> [DIRECTIONS]: Go through the material and copy each line that includes "block".

> [DATASET EXCERPTS]:
PR #49348, opened 2026-06-27
[pkg/stanza] Keep files open between polls on Windows

### LINKED ISSUE #49213: [receiver/file_log] Keep files open between polls on Windows
### Component(s)

receiver/filelog

On non-Windows operating systems, File Log receiver keeps open file handles from last poll. This allows it to read any data written to a file that was rotated out of `include` patterns since the last poll. On Windows though, file handles are [closed](https://github.com/open-telemetry/opentelemetry-collector-contrib/blob/v0.154.0/pkg/stanza/fileconsumer/internal/tracker/tracker_windows.go#L20) immediately after each poll, which makes data loss possible in the rotation scenario.

The [comment](https://github.com/open-telemetry/opentelemetry-collector-contrib/blob/v0.154.0/pkg/stanza/fileconsumer/internal/tracker/tracker_windows.go#L16) on the Windows code says:

> // On windows, we close files immediately after reading because they cannot be moved while open.

I believe this limitation was lifted with https://github.com/open-telemetry/opentelemetry-collector-contrib/pull/45163.

Keep open file handles on Windows, aligning the behavior across OS-es. Verify that files can be moved and/or deleted between polls on Windows. 

_No response_

### Additional context

_No response_

### Tip

singhvibhanshu:
#### Description
This PR makes the filelog receiver keep file handles open between poll cycles on Windows, matching the behavior that already exists on Linux/macOS.

Previously, Windows closed file handles immediately after each poll. If a file was rotated out of the include pattern between polls, any data written to it in the meantime was lost. Linux/macOS avoid this by holding the handle open so the "lost" file can still be drained. Since PR #45163 made Windows open files with FILE_SHARE_DELETE (allowing files to be moved/deleted while open), this OS-specific workaround is no longer needed.

#### Link to tracking issue
Fixes #49213

#### Testing
Added.

#### Documentation
Added changelog.

#### Authorship


.chloggen/otel-contrib-49213.yaml
```diff
@@ -0,0 +1,32 @@
+# Use this changelog template to create an entry for release notes.
+
+# One of 'breaking', 'deprecation', 'new_component', 'enhancement', 'bug_fix'
+change_type: bug_fix
+
+# The name of the component, or a single word describing the area of concern, (e.g. receiver/filelog)
+component: pkg/stanza
```
paulojmdias:
```suggestion
component: pkg/fileconsumer
```

singhvibhanshu: Updated!
PTAL 🙏🏻

.chloggen/otel-contrib-49213.yaml
```diff
@@ -0,0 +1,32 @@
...
+
+
+# If your change doesn't affect end users or the exported elements of any package,
+# you should instead start your pull request title with [chore] or use the "Skip Changelog" label.
+# Optional: The change log or logs in which this entry should be included.
+# e.g. '[user]' or '[user, api]'
+# Include 'user' if the change is relevant to end users.
+# Include 'api' if there is a change to a library API.
+# Default: '[user]'
+change_logs: []
```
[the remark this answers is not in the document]
singhvibhanshu: Since the default says the same, there is no need for this.

pkg/stanza/fileconsumer/file_test.go
```diff
@@ -1394,9 +1397,26 @@ func TestWindowsFilesClosedImmediately(t *testing.T) {
...
+	operator.wg.Wait()
+
+	// The handle should be kept open between polls so we can still read data
+	// written to files that get rotated out of the matching pattern.
+	require.Len(t, operator.tracker.PreviousPollFiles(), 1)
+
+	// Even though we hold the handle, the file can be moved out of the include
+	// pattern. On Windows this only works because we open with FILE_SHARE_DELETE.
+	newDir := fmt.Sprintf("%s%s", tempDir[:len(tempDir)-1], "_new/")
+	require.NoError(t, os.Mkdir(newDir, 0o777))
```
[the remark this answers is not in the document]
singhvibhanshu: Agreed. Updated.

singhvibhanshu:
@andrzej-stencel, @VihasMakwana, @braydonk May I get a review here when you get a chance?
Thanks!

VihasMakwana (commented):
Looks good codewise 👍 . Have you tested this manually on windows?

singhvibhanshu:
> Looks good codewise 👍 . Have you tested this manually on windows?

No, not yet as I don't have access to a windows machine.

andrzej-stencel (commented):
Thanks Vibanshu, this looks good. I only have one important suggestion - I'd like this change to be guarded by a feature gate. This will make it possible to access original behavior for users if they hit an issue with this implementation.

iblancasa:
> > Looks good codewise 👍 . Have you tested this manually on windows?
> 
> No, not yet as I don't have access to a windows machine.

How did you tested during development?

singhvibhanshu:
> Thanks Vibanshu, this looks good. I only have one important suggestion - I'd like this change to be guarded by a feature gate. This will make it possible to access original behavior for users if they hit an issue with this implementation.

I've addressed your comment @andrzej-stencel, PTAL.

paulojmdias (approved):

iblancasa (changes requested):
> > > Looks good codewise 👍 . Have you tested this manually on windows?
> > 
> > 
> > No, not yet as I don't have access to a windows machine.
> 
> How did you tested during development?

Did you test it on a Windows machine? How? I would like to block this PR until testing is clarified.

singhvibhanshu:
> > > > Looks good codewise 👍 . Have you tested this manually on windows?
> > > 
> > > 
> > > No, not yet as I don't have access to a windows machine.
> > 
> > 
> > How did you tested during development?
> 
> Did you test it on a Windows machine? How? I would like to block this PR until testing is clarified.

Finally, I grabbed my neighbour's machine and tested this on it successfully. Here are the screenshots:

1.
proof-1

2.
proof-3

I ran the Windows test plus a cross-volume test using a USB pendrive as `D` volume. Wrote a local test to reproduce the cross - volume scenario and test it there as well. I then moved an open just-written log file from Windows `C` drive to `D` drive doing a real copy-then-delete leaving the source delete-pending while the receiver held the handle.
The Result? => Pre-move data was drained, the handle was released, and the source file was then actually deleted

Here is the local test code (in case you want to try it or see it what I actually did):
```

//go:build windows

package fileconsumer // import "github.com/open-telemetry/opentelemetry-collector-contrib/pkg/stanza/fileconsumer"

import (
	"os"
	"os/exec"
	"path/filepath"
	"testing"

	"github.com/open-telemetry/opentelemetry-collector-contrib/pkg/stanza/internal/filetest"
)

func TestKeepOpenAcrossVolumeMove(t *testing.T) {
	enableKeepFilesOpen(t)

	crossVolDir := os.Getenv("FILELOG_CROSS_VOLUME_DIR")
	if crossVolDir == "" {
		t.Skip("set FILELOG_CROSS_VOLUME_DIR to a directory on a different volume to run this test")
	}
	require.NoError(t, os.MkdirAll(crossVolDir, 0o777))

	tempDir := t.TempDir()
	cfg := NewConfig().includeDir(tempDir)
	cfg.StartAt = "beginning"
	operator, sink := testManager(t, cfg)
	temp := filetest.OpenTemp(t, tempDir)
	filetest.WriteString(t, temp, "line1\n")
	require.NoError(t, temp.Close())
	operator.poll(t.Context())
	sink.ExpectToken(t, []byte("line1"))
	operator.wg.Wait()
	require.Len(t, operator.tracker.PreviousPollFiles(), 1)
	appendToFile(t, temp.Name(), "line2\n")
	dst := filepath.Join(crossVolDir, "moved.log")
	t.Cleanup(func() { _ = os.Remove(dst) })
	crossVolumeMove(t, temp.Name(), dst)
	operator.poll(t.Context())
	operator.wg.Wait()
	sink.ExpectToken(t, []byte("line2"))
	operator.poll(t.Context())
	operator.wg.Wait()
	require.Empty(t, operator.tracker.PreviousPollFiles())
	require.NoFileExists(t, temp.Name())
}

func appendToFile(t *testing.T, name, content string) {
	t.Helper()
	f, err := os.OpenFile(name, os.O_APPEND|os.O_WRONLY, 0o600)
	require.NoError(t, err)
	_, err = f.WriteString(content)
	require.NoError(t, err)
	require.NoError(t, f.Close())
}

func crossVolumeMove(t *testing.T, src, dst string) {
	t.Helper()
	out, err := exec.Command("cmd", "/c", "move", "/y", src, dst).CombinedOutput()
	require.NoErrorf(t, err, "move failed: %s", string(out))
}
```

pkg/stanza/fileconsumer/file_test.go
```diff
@@ -1381,8 +1383,27 @@ func TestStalePartialFingerprintDiscarded(t *testing.T) {
...
-	t.Parallel()
+// enableKeepFilesOpen turns on the filelog.windows.keepFilesOpen feature gate for the
+// duration of the test, so that the keep-files-open behavior is exercised on Windows
+// (where it is opt-in). It has no behavioral effect on other platforms, where handles
+// are always kept open. Tests using it must not call t.Parallel, since the feature gate
+// registry is global.
+func enableKeepFilesOpen(t *testing.T) {
+	require.NoError(t, featuregate.GlobalRegistry().Set(metadata.FilelogWindowsKeepFilesOpenFeatureGate.ID(), true))
+	t.Cleanup(func() {
+		require.NoError(t, featuregate.GlobalRegistry().Set(metadata.FilelogWindowsKeepFilesOpenFeatureGate.ID(), false))
```
dashpole: The cleanup unconditionally disables the gate rather than restoring its prior state. Consider capturing the prior enabled state (`current := metadata.FilelogWindowsKeepFilesOpenFeatureGate.IsEnabled()`) and restoring `current` in cleanup so it stays robust if the gate default changes in future stages.

Same goes for TestFilesClosedImmediatelyWithGateDisabled

pkg/stanza/fileconsumer/file_test.go
```diff
@@ -1395,9 +1416,59 @@ func TestWindowsFilesClosedImmediately(t *testing.T) {
...
+	operator.wg.Wait()
+	require.Empty(t, operator.tracker.PreviousPollFiles())
+}
+
+// TestFilesClosedImmediatelyWithGateDisabled verifies the default Windows behavior
+// (the filelog.windows.keepFilesOpen feature gate disabled): file handles are closed
+// immediately after each poll. The gate is scoped to Windows, so on other platforms
+// handles are always kept open between polls regardless of its state.
+func TestFilesClosedImmediatelyWithGateDisabled(t *testing.T) {
+	require.NoError(t, featuregate.GlobalRegistry().Set(metadata.FilelogWindowsKeepFilesOpenFeatureGate.ID(), false))
```
dashpole: This test mutates the global feature gate registry without restoring its prior value in `t.Cleanup`, which could affect subsequent tests. Consider capturing the prior state and restoring it in `t.Cleanup`:
```suggestion
	current := metadata.FilelogWindowsKeepFilesOpenFeatureGate.IsEnabled()
	require.NoError(t, featuregate.GlobalRegistry().Set(metadata.FilelogWindowsKeepFilesOpenFeatureGate.ID(), false))
	t.Cleanup(func() {
		require.NoError(t, featuregate.GlobalRegistry().Set(metadata.FilelogWindowsKeepFilesOpenFeatureGate.ID(), current))
	})
```

pkg/stanza/fileconsumer/file_test.go
singhvibhanshu: Done in b086e98

pkg/stanza/fileconsumer/file_test.go
```diff
@@ -1395,9 +1417,63 @@ func TestWindowsFilesClosedImmediately(t *testing.T) {
...
+	require.Empty(t, operator.tracker.PreviousPollFiles())
+}
 
-	// On Windows, poll should close the file after reading it. We can test this by trying to move it.
-	require.NoError(t, os.Rename(temp.Name(), temp.Name()+"_renamed"))
+// TestFilesClosedImmediatelyWithGateDisabled verifies the default Windows behavior
+// (the filelog.windows.keepFilesOpen feature gate disabled): file handles are closed
+// immediately after each poll. The gate is scoped to Windows, so on other platforms
+// handles are always kept open between polls regardless of its state.
+func TestFilesClosedImmediatelyWithGateDisabled(t *testing.T) {
```
iblancasa: On non-Windows, this asserts the opposite of its name Either split it or rename

pkg/stanza/fileconsumer/rotation_test.go
```diff
@@ -261,10 +262,9 @@ func TestTrackRotatedFilesLogOrder(t *testing.T) {
 // When a file it rotated out of pattern via move/create, we should
 // detect that our old handle is still valid attempt to read from it.
 func TestRotatedOutOfPatternMoveCreate(t *testing.T) {
-	if runtime.GOOS == windowsOS {
-		t.Skip("Moving files while open is unsupported on Windows")
-	}
-	t.Parallel()
```
iblancasa, line 267: These lose `t.Parallel()` only because the gate is global.Injecting the flag into the tracker gets the parallelism back

pkg/stanza/fileconsumer/file_test.go
singhvibhanshu: Renamed to `TestFilesClosedImmediatelyBetweenPolls`

pkg/stanza/fileconsumer/rotation_test.go
singhvibhanshu: Done.

atoulme (approved):

singhvibhanshu:
@iblancasa,
May I get your review here, please? :pray:

pkg/stanza/fileconsumer/design.md
```diff
@@ -273,7 +273,17 @@ The operator may lose a small percentage of logs, if both of the following condi
 When both of these conditions occur, it is possible that a file is written to (then copied elsewhere) and
 then truncated before the operator has a chance to consume the new data.
 
-### Potential failure to consume files when file rotation via move/create is used on Windows
-
-On Windows, rotation of files using the Move/Create strategy may cause errors and loss of data,
-because Golang does not currently support the Windows mechanism for `FILE_SHARE_DELETE`.
+### File rotation via move/create on Windows
+
+On Windows, files are opened with the `FILE_SHARE_DELETE` flag, which allows them to be moved or
```
iblancasa, line 278: I think the new wording overstates what the gate gives us. Keeping the handle open between polls still does not make Windows behave like Linux for the two most common rotation schemes. `FILE_SHARE_DELETE` only allows a rename to a new name. Go on Windows still uses non-POSIX MoveFileEx, so a replace-rename such as app.log -> app.log.1 with `REPLACE_EXISTING` fails with `ERROR_ACCESS_DENIED` while we hold a handle on the target.

Maye we should keep a caveat here  (and in the gate description and changelog) that explains which rotation patterns still do not work with the gate enabled

.chloggen/otel-contrib-49213.yaml
```diff
@@ -0,0 +1,34 @@
+# Use this changelog template to create an entry for release notes.
+
+# One of 'breaking', 'deprecation', 'new_component', 'enhancement', 'bug_fix'
+change_type: enhancement
+
+# The name of the component, or a single word describing the area of concern, (e.g. receiver/filelog)
+component: pkg/fileconsumer
+
+# A brief description of the change.  Surround your text with quotes ("") if it needs to start with a backtick (`).
+note: Add the `filelog.windows.keepFilesOpen` feature gate to keep file handles open between poll cycles on Windows
```
iblancasa, line 10: The note references the data loss from #49213 but does not say the fix is opt-in. Someone affected by that issue could read the release notes, upgrade, and keep losing rotated-out data because the alpha gate defaults to off. Only the subtext mentions "disabled by default". I would put "opt-in" or "disabled by default" in the note itself and add one sentence on why it is not the default yet so readers can decide whether to enable it

.chloggen/otel-contrib-49213.yaml
```diff
@@ -0,0 +1,34 @@
...
+# Mandatory: One or more tracking issues related to the change. You can use the PR number here if no issue exists.
+issues: [49213]
+
+# (Optional) One or more lines of additional information to render under the primary note.
+# These lines will be padded with 2 spaces and then inserted directly into the document.
+# Use pipe (|) for multiline entries.
+subtext: |
+  On Windows, file handles are closed immediately after each poll, which can lead to data loss when
+  a file is rotated out of the matching pattern between polls. Enabling the new
+  `filelog.windows.keepFilesOpen` feature gate (disabled by default) opens files with
```
iblancasa, line 21: This says enabling the gate "opens files with `FILE_SHARE_DELETE`", but that flag has been unconditional in `openFile` since #45163. The gate only changes whether we keep the handle between polls. As written, a Windows operator could conclude that with the gate disabled files are opened without `FILE_SHARE_DELETE` and cannot be moved while open

pkg/stanza/fileconsumer/file.go
```diff
@@ -93,11 +99,20 @@ func (m *Manager) instantiateTracker(ctx context.Context, persister operator.Per
...
 	m.tracker = t
 }
 
+// keepFilesOpenBetweenPolls reports whether the tracker should retain file handles
+// between poll cycles. On non-Windows platforms this is always the case. On Windows it
+// is opt-in via the filelog.windows.keepFilesOpen feature gate; when the gate is
+// disabled (the default) files are closed immediately after each poll, preserving the
+// legacy Windows behavior so users are unaffected until they choose to enable it.
+func keepFilesOpenBetweenPolls() bool {
+	return runtime.GOOS != "windows" || metadata.FilelogWindowsKeepFilesOpenFeatureGate.IsEnabled()
```
iblancasa, line 113: This is the only line that reads the new gate and nothing tests it. Every keep-open and keep-closed test sets `Manager.keepFilesOpen` directly through the override after `Build` and no test toggles the gate. If I replace this body with return `runtime.GOOS != "windows"` the whole suite still passes on the different platforms. A mistyped gate ID or a dropped `|| IsEnabled()` can be shipped silently

pkg/stanza/fileconsumer/file_test.go
```diff
@@ -1364,8 +1364,10 @@ func TestStalePartialFingerprintDiscarded(t *testing.T) {
 	sink.ExpectToken(t, []byte(content))
 	sink.ExpectNoCalls(t)
 	operator.wg.Wait()
-	if runtime.GOOS != "windows" {
-		// On windows, we never keep files in previousPollFiles, so we don't expect to see them here
+	if runtime.GOOS != windowsOS {
```
iblancasa, line 1367: This assertion on `PreviousPollFiles` is still gated on the OS even though the invariant is now a per-Manager bool. On Windows CI the check never runs today, though. Once the gate is promoted to default-on Windows will actually keep files open but the assertion will still be skipped

pkg/stanza/fileconsumer/file.go
```diff
@@ -176,6 +191,57 @@ func (m *Manager) poll(ctx context.Context) {
 	m.tracker.EndPoll(ctx)
 }
 
+// Take care of files which disappeared from the pattern since the last poll cycle
+// this can mean either files which were removed, or rotated into a name not matching the pattern
+// we do this before reading existing files to ensure we emit older log lines before newer ones
+func (m *Manager) readLostFiles(ctx context.Context) {
```
iblancasa, line 197: With the gate enabled, a file deleted by another process between polls can stay delete-pending on volumes without POSIX delete semantics (SMB, FAT, older Windows Server), because we still hold the handle. On the next poll makeReaders runs before this function releases it, so openFile fails with `ERROR_ACCESS_DENIED`, which Go reports as a permission error. That produces a spurious "`Failed to open file - unreadable`" ERROR log and a sticky entry in `m.unreadable` for every deleted file. Maybe releasing the previous poll handles before matching on Windows, or treat this case as a lost file instead of a permission error can solve he problem?

pkg/stanza/fileconsumer/file.go
```diff
@@ -176,6 +191,57 @@ func (m *Manager) poll(ctx context.Context) {
...
+	if m.readerFactory.DeleteAtEOF {
+		// Lost files are not expected when delete_at_eof is enabled
+		// since we are deleting the files before they can become lost.
+		return
+	}
+	previousPollFiles := m.tracker.PreviousPollFiles()
```
iblancasa, line 203: I guess this only works for the last batch of a poll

> [EXERCISE OUTPUT]:
Did you test it on a Windows machine? How? I would like to block this PR until testing is clarified.
> Did you test it on a Windows machine? How? I would like to block this PR until testing is clarified.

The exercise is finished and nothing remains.